TASK REQUIREMENTS: Looking at each line of the data below, tally those that contain the word "such" and give only the total.

RECORDS FOR THE EXERCISE:
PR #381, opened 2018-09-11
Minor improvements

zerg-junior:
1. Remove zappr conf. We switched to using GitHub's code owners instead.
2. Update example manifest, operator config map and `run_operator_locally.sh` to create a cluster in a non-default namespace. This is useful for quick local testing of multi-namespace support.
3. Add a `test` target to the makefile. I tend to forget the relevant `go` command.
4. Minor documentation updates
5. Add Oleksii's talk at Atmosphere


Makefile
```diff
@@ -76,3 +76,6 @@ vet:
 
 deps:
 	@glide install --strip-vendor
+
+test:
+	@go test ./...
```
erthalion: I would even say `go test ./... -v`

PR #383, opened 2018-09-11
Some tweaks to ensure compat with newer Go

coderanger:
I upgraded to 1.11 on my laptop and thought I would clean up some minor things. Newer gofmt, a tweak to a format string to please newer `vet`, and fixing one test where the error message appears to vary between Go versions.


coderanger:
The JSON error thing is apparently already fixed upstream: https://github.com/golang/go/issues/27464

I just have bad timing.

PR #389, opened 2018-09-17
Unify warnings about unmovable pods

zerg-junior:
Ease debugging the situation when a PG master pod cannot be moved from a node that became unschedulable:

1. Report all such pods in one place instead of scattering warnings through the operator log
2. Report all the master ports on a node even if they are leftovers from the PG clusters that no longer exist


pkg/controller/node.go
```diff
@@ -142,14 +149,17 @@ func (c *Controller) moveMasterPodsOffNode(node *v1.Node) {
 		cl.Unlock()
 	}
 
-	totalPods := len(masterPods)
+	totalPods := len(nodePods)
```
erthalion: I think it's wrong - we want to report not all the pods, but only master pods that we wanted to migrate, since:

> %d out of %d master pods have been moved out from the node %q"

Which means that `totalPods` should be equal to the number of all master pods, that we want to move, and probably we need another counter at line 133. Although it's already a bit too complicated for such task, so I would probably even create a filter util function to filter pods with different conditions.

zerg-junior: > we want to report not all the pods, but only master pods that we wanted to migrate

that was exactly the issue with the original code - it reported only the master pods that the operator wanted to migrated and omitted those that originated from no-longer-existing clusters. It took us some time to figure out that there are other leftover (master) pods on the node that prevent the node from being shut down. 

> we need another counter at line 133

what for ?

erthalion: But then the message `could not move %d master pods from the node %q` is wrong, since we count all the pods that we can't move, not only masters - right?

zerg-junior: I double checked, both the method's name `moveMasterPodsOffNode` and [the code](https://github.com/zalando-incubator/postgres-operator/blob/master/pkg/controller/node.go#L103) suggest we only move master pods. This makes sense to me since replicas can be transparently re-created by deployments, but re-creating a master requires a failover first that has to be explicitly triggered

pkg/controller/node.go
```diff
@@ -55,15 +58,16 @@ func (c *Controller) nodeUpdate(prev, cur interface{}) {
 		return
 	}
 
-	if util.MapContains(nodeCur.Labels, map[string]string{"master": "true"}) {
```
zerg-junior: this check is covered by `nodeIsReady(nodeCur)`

==

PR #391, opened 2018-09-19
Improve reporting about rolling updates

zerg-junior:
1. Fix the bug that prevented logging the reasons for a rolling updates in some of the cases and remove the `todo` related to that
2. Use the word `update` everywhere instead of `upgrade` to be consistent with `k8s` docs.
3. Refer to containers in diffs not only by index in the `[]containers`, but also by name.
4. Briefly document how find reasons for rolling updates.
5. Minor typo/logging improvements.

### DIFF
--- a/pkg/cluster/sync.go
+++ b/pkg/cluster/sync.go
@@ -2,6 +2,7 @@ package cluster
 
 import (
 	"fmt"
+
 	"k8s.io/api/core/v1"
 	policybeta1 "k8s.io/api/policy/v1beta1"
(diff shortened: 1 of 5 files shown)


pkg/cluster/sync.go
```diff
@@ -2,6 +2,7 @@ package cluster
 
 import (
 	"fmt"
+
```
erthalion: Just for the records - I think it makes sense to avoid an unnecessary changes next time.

ANSWER TO THIS EXERCISE: 2